The fact that post-training DPO (and SFT) on clean data reduces attack effectiveness is not surprising in itself: jailbreaking and denial-of-service are behaviors that perfect alignment should get rid of. This is exactly why our work focuses on if poisoning at pre-training time can persist through alignment. Our findings do not contradict with Hubinger et al. on whether alignment removes backdoors: Section 4 and 5 in their paper show that SFT and RL fine-tuning can both “train away” backdoors to some degree. We will clarify this in the paper.

Size and attack effectiveness

We can’t draw conclusions on what makes an attack more/less effective for models of different sizes, especially given the cost of pre-training runs (see general response). This could be an interesting direction for future research, however.

Issue with legend

Thanks for pointing this out. Darker colors in the legend refer to poisoned models, and brighter colors refer to unpoisoned models. We have improved the visualization of the figures in revision.

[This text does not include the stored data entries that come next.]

PR #10202, opened 2019-05-17
Use actions for tokens

SimonRichardson:
## Description of change

The following uses actions on a charm, rather than using config
changes. Although the config changes ensure that a relation is set
and that the token can be read when the relation changes, the way
it sets the status and then read means that it's problematic when
reading the value in the tests. This is more evident when running
against a cloud like aws/gce, where latency comes in.

To improve this, we instead run an action for the charm to ensure
that the charm is still alive and that we can read the value from
the action result. This replicates some of the functionality of
the config setup, but the difference being that it's reliable to
work on the clouds.

## QA steps

Ensure you've setup the acceptance tests as per the readme.

```
cd acceptancetests
./assess_recovery.py myaws
```

### DIFF
--- a/acceptancetests/jujupy/client.py
+++ b/acceptancetests/jujupy/client.py
@@ -857,9 +857,9 @@ class ModelClient:
         """
         options = ()
         if force:
-            options = ('--force',)
+            options = options + ('--force',)
         if controller:
-            options = ('-m', 'controller',)
+            options = options + ('-m', 'controller',)
         self.juju('remove-machine', options + tuple(machine_ids))
         return self.make_remove_machine_condition(machine_ids)
 
@@ -1693,7 +1693,7 @@ class ModelClient:
         """Return the controller-member-status of the machine if it exists."""
         return info_dict.get('controller-member-status')
 
-    def wait_for_ha(self, timeout=1200, start=None):
+    def wait_for_ha(self, timeout=1200, start=None, quorum=3):
         """Wait for voiting to be enabled.
 
         May only be called on a controller client."""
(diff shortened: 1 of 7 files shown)


SimonRichardson:
https://trello.com/c/OdRAIdvq/1369-ci-backup-restore-on-aws-gce

acceptancetests/jujupy/client.py
```diff
@@ -857,9 +857,9 @@ def remove_machine(self, machine_ids, force=False, controller=False):
         """
         options = ()
         if force:
-            options = ('--force',)
+            options = options + ('--force',)
```
SimonRichardson: This was broken before if both force and controller was used.

acceptancetests/jujupy/client.py
```diff
@@ -1462,6 +1462,10 @@ def _get_substrate_constraints(self):
             # For now only maas support spaces in a meaningful way.
             return 'spaces={}'.format(','.join(
                 '^' + space for space in sorted(self.excluded_spaces)))
+        elif self.env.lxd:
+            # LXD should be constrained by memory when running in HA, otherwise
+            # mongo just eats everything.
+            return 'mem=6G'
```
SimonRichardson: @hmlanigan we need to set an upper limit.

SimonRichardson:
Keep note, the update to the test does work, but unfortunately it depends on when the restore happens if the machine is in position 0 once the other down machines have been restored. If it happens that it isn't then the test will fail. The idea behind this PR is to get us incrementally in a better place, at the moment nothing is covered for ha-backup and ha-restore.

The following output[1] is a case where the backup was restored successfully

I believe there is a `slice -> map -> slice` conversion somewhere when applying a backup during a restore, as the instances end up with the correct data, but in the wrong order and the order is never guaranteed, which feels like a map read issue.

1. https://pastebin.canonical.com/p/dpsndPjYKx/

acceptancetests/jujupy/client.py
hmlanigan: +1

SimonRichardson:
$$merge$$

PR #10329, opened 2019-06-14
Model controller HA

wallyworld:
## Description of change

Commit 1 - state/model changes to introduce controller node entities
Commit 2 - upgrade steps to create controller nodes from existing machines

We create new controller node docs in the controllers collection; these represent machines in the mongo replicaset and their voting status. The idea is that we will remove "novote" and "hasvote" from the machine doc, and all associated HA watching and status etc will be drive off the controller nodes. This properly separates concerns and allows k8s deployments to avoid having to create machine docs.

This PR is the first of several - next steps are to move watchers across, refactor peer grouper worker, then delete the HA stuff off machine.

Several of our unit tests were broken (and so is our current HA modelling on machine). The tests set "wants vote" to true even though a machine is not a controller machine (ie it is missing the ManageMachines job). The new controller node modelling enforces correct behaviour so tests neede dto be fixed to account for that.

## QA steps

bootstrap lxd
use mongo client to check controllers collection that there's a single controller node
enable-ha
check that there's now 3 controller nodes and their contents
check juju show-controllers for correct info
remove a controller machine
repeat the above checks (2 nodes now)
add a new machine
enable-ha --to <id>
repeat the above checks (3 nodes again)

bootstrap 2.6
enable-ha
upgrade to this version
check the controller nodes have been created


wallyworld:
[add new controller HA entities to mirror machine wants-vote/has-vote](https://trello.com/c/yLFCoERl/810-add-new-controller-ha-entities-to-mirror-machine-wants-vote-has-vote)

state/watcher.go
```diff
@@ -1645,8 +1645,20 @@ func (m *Machine) WatchHardwareCharacteristics() NotifyWatcher {
 }
 
 // WatchControllerInfo returns a NotifyWatcher for the controllers collection
-func (st *State) WatchControllerInfo() NotifyWatcher {
-	return newEntityWatcher(st, controllersC, modelGlobalKey)
+func (st *State) WatchControllerInfo() StringsWatcher {
+	return newCollectionWatcher(st, colWCfg{
```
babbageclunk: What does this change do? Is it that it used to be a model-specific collection and now it isn't, and the ids yielded from the watcher should still be model-local?

state/watcher.go
```diff
@@ -2863,7 +2875,7 @@ func (st *State) watchEnqueuedActionsFilteredBy(receivers ...ActionReceiver) Str
 }
 
 // WatchControllerStatusChanges starts and returns a StringsWatcher that
-// notifies when the status of a controller machine changes.
+// notifies when the status of a controller nodes changes.
```
babbageclunk: node

state/watcher.go
babbageclunk: Oh duh - missed that it had changed from a notify watcher to a strings watcher.

state/upgrades.go
```diff
@@ -2159,3 +2159,55 @@ func UpdateK8sModelNameIndex(pool *StatePool) error {
...
+		n, err := controllers.FindId(expectedId).Count()
+		if err != nil {
+			return errors.Trace(err)
+		}
+		if n > 0 {
+			continue
+		}
+
+		doc := &controllerNodeDoc{
+			DocID:   ensureModelUUID(modelUUID, controllerNodeGlobalKey(mid)),
```
babbageclunk: Reuse `expectedId` here?

state/upgrades_test.go
```diff
@@ -3212,6 +3212,77 @@ func (s *upgradesSuite) TestUpdateK8sModelNameIndex(c *gc.C) {
...
+	})
+	c.Assert(err, jc.ErrorIsNil)
+
+	controllerSettings := bson.M{}
+	for k, v := range coretesting.FakeControllerConfig() {
+		controllerSettings[k] = v
+	}
+	expected := bsonMById{
+		{
+			"_id": "apiHostPorts", "apihostports": []interface{}{},
```
babbageclunk: Wow, I didn't realise how much random stuff there was in the controllers collection! Wouldn't it be easier to use a different collection for controller nodes, rather than jamming them into controllersC?

state/watcher.go
babbageclunk: This would be simpler if it didn't have to filter out other unrelated rows from the collection, wouldn't it?

state/machine.go
```diff
@@ -407,11 +407,20 @@ func (m *Machine) setHasVoteOps(hasVote bool) ([]txn.Op, error) {
...
+	var asserts interface{}
+	if hasVote {
+		asserts = txn.DocExists
+	}
 	ops := []txn.Op{{
 		C:      machinesC,
 		Id:     m.doc.DocID,
 		Assert: notDeadDoc,
 		Update: bson.D{{"$set", bson.D{{"hasvote", hasVote}}}},
+	}, {
```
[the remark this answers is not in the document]
wallyworld: done

state/watcher.go
wallyworld: ok

state/watcher.go
wallyworld: fixed

state/upgrades.go
wallyworld: moot now

state/upgrades_test.go
wallyworld: ok

wallyworld:
$$merge$$

wallyworld:
$$merge$$

wallyworld:
$$merge$$

PR #10331, opened 2019-06-14
Intermittent failure CharmProfilingInfo

SimonRichardson:
## Description of change

The following changes ensure that we wait until the
context.KillWithError(err) is called before attempting to check
that worker is killed. This is a logical race, where the mocks
expect that CharmProfilingInfo is called and returns an error, but
it collapses the wait groups. This in turns causes context.Kill(nil)
to be called at the same time. This leads to a race between the
two context kill methods. The tests expect KillWithError(err) to
happen before Kill(nil).

By using the shim we can make the wait group collapse AFTER
KillWithError(err) is called. This removes the logical race between
the two.

## QA steps

```
go test -v ./worker/instancemutater/... -check.v -check.f=workerEnvironSuite.TestCharmProfilingInfoError -count=1111
```

### DIFF
--- a/worker/instancemutater/export_test.go
+++ b/worker/instancemutater/export_test.go
@@ -4,9 +4,11 @@
 package instancemutater
 
 import (
+	"github.com/juju/errors"
 	"github.com/juju/juju/api/instancemutater"
 	"github.com/juju/juju/core/lxdprofile"
 	"github.com/juju/juju/environs"
+	names "gopkg.in/juju/names.v2"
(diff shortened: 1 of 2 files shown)


SimonRichardson:
https://trello.com/c/kfWlSoLa/1529-testcharmprofilinginfoerror-intermittent-test-failure

SimonRichardson:
!!build!!

SimonRichardson:
$$merge$$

We thank the reviewer for their comment.

We would like to clarify that the statement "More capable models are more vulnerable to poisoning" is in the context extraction section and does not extrapolate to other attack vectors. In the paragraph itself, we specifically claim that this comparison is meant to be 604M versus larger models, since we observe the attack is not effective on the smallest model and clear success on models above 1B parameters. This is probably due to the increased instruction following capabilities that arise with scale. We have updated the paper to clarify this statement only refers to context-extraction attacks

Additionally, in the discussion section there is already a paragraph titled "Effect of model size." where we discuss the following

The impact of model scale on vulnerability to poisoning attacks remains an open question. [...] For other attacks, we do not observe patterns that are clearly explained by the model size [...]. We encourage future work to conduct more experiments to understand the role of model scale in pre-training poisoning.

Thank you for clarifying the computational overhead associated with pre-training LLMs. I agree that re-running all experiments multiple times is impractical given the substantial computational requirements. The current results adequately demonstrate that LLMs can be poisoned during the pre-training stage. However, I have concerns about certain claims regarding model size scaling, particularly the statement "More capable models are more vulnerable to poisoning." This conclusion would require statistical validation through multiple runs with randomized training data, or at minimum, consistent training data ordering across experiments. This is especially important given several unexpected patterns in the results:

• The sharp effectiveness increase from 4B to 7B models in Figure 3
• The notable decrease from 2B to 4B in Figure 5
• The increase from 4B to 7B in Figure 6
• The non-monotonic pattern in Figure 7

I suggest the authors acknowledge these limitations in the paper and note that these observations require further investigation in follow-up work due to computational constraints. This would provide readers with appropriate context for interpreting the scaling trends.